The result is legislation that would impose extraterritorial sanctions on all Iranian banks and make foreign central banks subject to a U.S. sanctions if they engage in any significant transaction with Iran.  These sanctions would build on the already draconian sanctions on Iran’s central bank that Congress passed last year, and would further compound problems that those sanctions are already causing.
Despite having an exemption for humanitarian items, the sanctions on the Iranian Central Bank are choking off sales of food, medicine, and medical devices — including even those explicitly licensed by the U.S. Treasury.  The chilling effect has been so strong that foreign banks simply won’t facilitate the transactions even though they’re perfectly legal and have the U.S. government’s stamp of approval.  Extending the extraterritorial sanctions to all Iranian banks would be the nail in the coffin for trade in these humanitarian items because there simply wouldn’t be any Iranian banks that could transfer the money needed to actually pay for these goods.
Of course, Iran and foreign countries will set up elaborate workarounds for lucrative oil sales and other major transactions, but it is much less certain whether ordinary Iranians will be able to continue purchasing imported medicine and medical devices.  After all, why would an American company even bother to apply to get a license to sell a medical device in Iran if there is no way to actually sell the device in Iran?
It is unclear if this will concern the bill’s sponsors.  After all, Israeli officials recently went on the record advocating for sanctions to literally starve ordinary Iranians in order to try to get the regime to capitulate on the nuclear issue.
As for sanctioning other countries’ central banks, the downsides are obvious enough.  Imagine how the following conversation might end:

“Hey China, stop trading with Iran or we’ll sanction your central bank.
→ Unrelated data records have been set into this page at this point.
PR #2511, opened 2020-04-10
Fix polkit policy

dzhengfy:
After libvirt-5.6.0, more polkit rules are needed to be setup.
Like,
if (action.id == "org.libvirt.api.network.read" &&
subject.user == "test1") {
if (action.lookup("connect_driver") == 'network') {
return polkit.Result.YES;
} else {
return polkit.Result.NO;
}
}
if (action.id == "org.libvirt.api.network-port.create" &&
subject.user == "test1") {
if (action.lookup("connect_driver") == 'network') {
return polkit.Result.YES;
} else {
return polkit.Result.NO;
}
}
...

### DIFF
--- a/virttest/test_setup.py
+++ b/virttest/test_setup.py
@@ -35,6 +35,7 @@ from virttest import utils_net
 from virttest import utils_config
 from virttest import utils_package
 from virttest import kernel_interface
+from virttest import libvirt_version
 from virttest.staging import service
 from virttest.staging import utils_memory
 from virttest.compat_52lts import results_stderr_52lts, decode_to_text
@@ -1887,19 +1888,29 @@ class LibvirtPolkitConfig(object):
         if distro_obj.name.lower().strip() == 'ubuntu':
             self.polkit_name = "polkitd"
         self.polkitd = service.Factory.create_service(self.polkit_name)
-
-        if self.params.get("action_id"):
-            self.action_id = self.params.get("action_id").split()
-        else:
-            self.action_id = []
         self.user = self.params.get("unprivileged_user")
-        if self.params.get("action_lookup"):
-            # The action_lookup string should be separated by space and
-            # each separated string should have ':' which represent key:value
-            # for later use.
-            self.attr = self.params.get("action_lookup").split()
+        # For libvirt-5.6.0 and later, use 'action_matrix' for all rules
+        # required to setup polkit.
+        # For libvirt before 5.6.0, still use 'action_id' and 'action_lookup'
+        # for all rules required to setup polkit.
+        self.action_list = []
+        if (libvirt_version.version_compare(5, 6, 0) and
+                self.params.get("action_matrix")):
+            self.action_list = eval(self.params.get("action_matrix"))
         else:
-            self.attr = []
+            # This is for the versions before libvirt-5.6.0
+            if self.params.get("action_id"):
+                self.action_id = self.params.get("action_id").split()
+            else:
+                self.action_id = []
+
+            if self.params.get("action_lookup"):
+                # The action_lookup string should be separated by space and
+                # each separated string should have ':' which represent key:value
+                # for later use.
+                self.attr = self.params.get("action_lookup").split()
+            else:
+                self.attr = []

Yes, your central bank…  Umm yeah, I know you have a trillion U.S. Treasury bills…”

Soon enough we’ll hear that these sanctions are necessary to make diplomacy work and won’t spike the price of gas.  When that happens, just remember the words of the Foundation for Defense of Democracies’ Executive Director, Mark Dubowitz, who has said that the sanctions he is advocating for “would quash any hopes for progress through engagement” and “could also shock the oil markets, possibly causing considerable political trouble for Obama in an election year.”